Saved entries
■ ■ ■ ■
Issue #79, opened 2020-01-18
CMake Error because of install(EXPORT ...) maybe turn into an option?


merlinmarek:
Hey there.
I have both, the validator and nlohmann_json as git submodules in my project. I build a binary that does not export nlohmann_json and the validator. When I want to generate the build files with CMAKE, I get the following error

`
-- Using the single-header code from /tmp/tmp.ksoqdZpHuy/nlohmann_json/single_include/
-- Found nlohmann_json::nlohmann_json-target - linking with it
-- Configuring done
CMake Error: install(EXPORT "nlohmann_json_schema_validatorTargets" ...) includes target "nlohmann_json_schema_validator" which requires target "nlohmann_json" that is not in any export set.
-- Generating done
CMake Generate step failed.  Build files cannot be regenerated correctly.
`

If I comment out the lines
`
install(EXPORT ${PROJECT_NAME}Targets
        FILE ${PROJECT_NAME}Targets.cmake
        DESTINATION "${INSTALL_CMAKE_DIR}")
`
at the very bottom of the CMakeLists.txt, I do not get the error and the build file generation succeeds. I am not a CMake expert, so maybe there is a better way to get around this.

I have prepared a dummy project that is setup the same way as my current real project [here](https://github.com/merlinmarek/json_schema_validator_issue).

How do you think about adding an option for the export (and maybe related functionality)?

pboettch:
Hmm, I'll take a look soon, I'm in the same situation for a project I haven't updated yet.

pboettch:
I found a solution, which is deactivating entirely the install-commands when being used as a submodule.

All these different ways of how to build the library is making harder and harder. Letting some time goes by I'm sure reducing the possibilities and forcing users into 2 or max 3 possibilities.

Instead of using add_subdirectory(), which pollutes a little bit your project, in the past I chose to use ExternalProject for including the validator lib.

merlinmarek:
#81 is exactly what I was looking for. Will this be merged?
I tried to setup the dependency using ExternalProjectAdd, but I am running into issues. I would prefer the add_subdirectory way, but out of curiosity, could you provide a minimal ExternalProjectAdd example?
I am using this:
`
ExternalProject_Add(json_schema_validator
	SOURCE_DIR "${CMAKE_CURRENT_SOURCE_DIR}/json_schema_validator"
	CMAKE_CACHE_ARGS
	-DBUILD_TESTS:BOOL=OFF
[...]

PR #81, opened 2020-01-27
fix / workaround for #79

pboettch:


pboettch:
Could you check whether this works for you? @merlinmarek

PR #805, opened 2026-09-03
Add a suspension limit to ResourceLimits

### LINKED ISSUE #736: Add a `max_suspensions` limit to `ResourceLimits`
(written by claude)

## Summary

`ResourceLimits` bounds memory, execution time and recursion depth, but nothing bounds how many times a session may **suspend**. A snippet that catches each refusal and immediately retries produces an unbounded stream of parent-side round trips while making no progress and producing no output:

```python
while True:
    try:
        open('/etc/passwd')
    except Exception:
        pass
```

Each iteration is a full round trip — a suspension frame to the parent, a span recorded, a resume frame back — and every one costs the parent retained memory (~4 KB per suspension span, measured; larger than the ~800 bytes a print record costs, see #734).

## Why the existing limits do not cover it

This is the part that makes it worth a limit of its own rather than tuning an existing one:

- **`max_memory`** — the sandbox allocates nothing; the growth is entirely parent-side.
- **`max_duration`** — measures bytecode execution, which is *paused while suspended*. A loop that spends nearly all its wall clock waiting on the parent barely accrues any, so this limit effectively never fires for this shape.
- **output limits** — the snippet prints nothing.

That leaves only whatever whole-turn deadline the host happens to impose. In `monty-pool` terms there is no such thing; it is entirely the embedder's problem, and an embedder that answers host calls quickly (which is the normal case — that is what a host *is*) gets the accumulation at full speed.

Measured on a host with a 6s turn deadline, the snippet above cost **+2127 MB of parent RSS from a single run**. With no deadline it is bounded by nothing at all.

## Proposal

Add a suspension budget to `ResourceLimits` — `max_suspensions`, counting the suspensions a session may have answered for it, in the same "the interpreter enforces it and its error quotes it" style as the existing limits.

Points worth deciding:

- **Per session or per turn?** Per session matches `max_duration`'s cumulative framing and is harder to sidestep by feeding repeatedly; per turn is easier to reason about for a host. Cumulative-per-session seems right, for the same reasons `max_duration` is.
- **What it counts.** All suspension kinds — external calls, name lookups and OS calls — since all three are parent round trips with a span each.
- **What happens on exhaustion.** An exception naming the limit, so it behaves like `MemoryError` / the time limit rather than silently truncating. Code that catches everything will catch this too, but the budget is spent by then, so the next suspension re-raises immediately and the loop cannot continue.

## Workaround in the meantime

A host can cap it itself by counting suspensions in its own resume loop and abandoning the checkout when the count is exceeded. That works, but it puts a security-relevant bound in every embedder rather than in the interpreter, and each one has to rediscover that neither `max_duration` nor the memory limit covers this.

## Related

#734 — the same "one retained parent-side record per sandbox event" shape, via prints rather than suspensions. Debouncing prints does not touch this case, and a suspension limit does not touch that one; they are siblings.

rewitt94:
Closes #736 by adding a suspension budget to `ResourceLimits` — `max_suspensions_per_run` (always on, default 10,000) and the opt-in cumulative `max_total_suspensions` — charged in `convert_frame_exit` before an over-budget suspension is announced, so a sandbox loop that repeatedly suspends and swallows the result can no longer grow the host's retained state without bound.

---
## Summary by cubic
Adds a suspension budget to `ResourceLimits` so sandboxed code that repeatedly suspends to the host can no longer grow host-retained state without bound (fixes #736). `max_suspensions_per_run` is always on (default 10,000) and `max_total_suspensions` is an opt-in cumulative cap across the session.

**Behavior**
- Each suspension is charged in `convert_frame_exit` before the over-budget one is announced, so the host never pays for a refused round trip.
- Exceeding either limit ends the run with an uncatchable `RuntimeError` naming the limit.
- The per-run counter resets at each feed; the total counter never resets.
- Both counters are serialized into dumps so a restored session resumes with its budget spent.

<sup>Written for commit 0b240a326e80610e6a48f40740552c00b415a878. Summary will update on new commits.</sup>

<a href="https://cubic.dev/pr/pydantic/monty/pull/805?utm_source=github" target="_blank" rel="noopener noreferrer" data-no-image-dialog="true"><picture><source media="(prefers-color-scheme: dark)" srcset="https://www.cubic.dev/buttons/review-in-cubic-dark.svg"><source media="(prefers-color-scheme: light)" srcset="https://www.cubic.dev/buttons/review-in-cubic-light.svg">Review in cubic</picture></a>

### DIFF
--- a/CLAUDE.md
+++ b/CLAUDE.md
@@ -959,8 +959,8 @@ where they are. Change one and you must change all of them:
 
 - **The importable stdlib module list** — `limitations/modules.md` (authoritative),
   `docs/python-subset.md`, `docs/index.md`, `README.md`.
-- **Default resource limits** (1000 recursion frames, 100 MB per-mount memory, 10 MiB
-  print collectors, 1s duration grace) — `limitations/resource_limits.md`,
+- **Default resource limits** (1000 recursion frames, 10,000 suspensions per run,
+  100 MB per-mount memory, 10 MiB print collectors, 1s duration grace) — `limitations/resource_limits.md`,
   `docs/resource-limits.md`, and the binding docstrings.
 - **Mount modes and their defaults** — `limitations/filesystem.md`, `docs/filesystem.md`,
   the `MountDir` docstrings in `_monty.pyi` and `crates/monty-js/ts/mount.ts`.
--- a/crates/monty-js/README.md
+++ b/crates/monty-js/README.md
@@ -256,6 +256,14 @@ const limited = await pool.checkout({
 interpreter itself: the worker is killed and the session fails with
 `MontyCrashedError` (`timedOut: true`).
 
+`maxSuspensionsPerRun` (default 10,000) bounds how many times one run may
+suspend to the host — an external function call, a name lookup or an `os`
+callback. Each is a round trip the host retains state for, and none of it is
+visible to `maxMemory` or `maxDurationSecs`, so a loop that suspends and
+swallows the result is bounded by nothing else. `maxTotalSuspensions` is the
+optional cumulative cap across the session. Exceeding either ends the run with
+an uncatchable `RuntimeError` naming the limit.
+
 `maxDurationSecs` limits cumulative _execution_ time: the sandbox clock runs
 only while the interpreter executes, never while suspended waiting on an
 external function or between feeds. Sessions with the limit also get an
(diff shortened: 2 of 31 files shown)


rewitt94:
Questions

1. Whether we need both:
- limit per turn
- optional cumulative limit for longer running sessions

2. How we set a sensible default limit for suspensions per turn (currently 10k)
■ ■ ■ ■
__Prompt__:
Transcribe exactly, and only, the lines from the opening line of the records through the line containing "-- Using the".

__Task answer__:
Issue #79, opened 2020-01-18
CMake Error because of install(EXPORT ...) maybe turn into an option?


merlinmarek:
Hey there.
I have both, the validator and nlohmann_json as git submodules in my project. I build a binary that does not export nlohmann_json and the validator. When I want to generate the build files with CMAKE, I get the following error

`
-- Using the single-header code from /tmp/tmp.ksoqdZpHuy/nlohmann_json/single_include/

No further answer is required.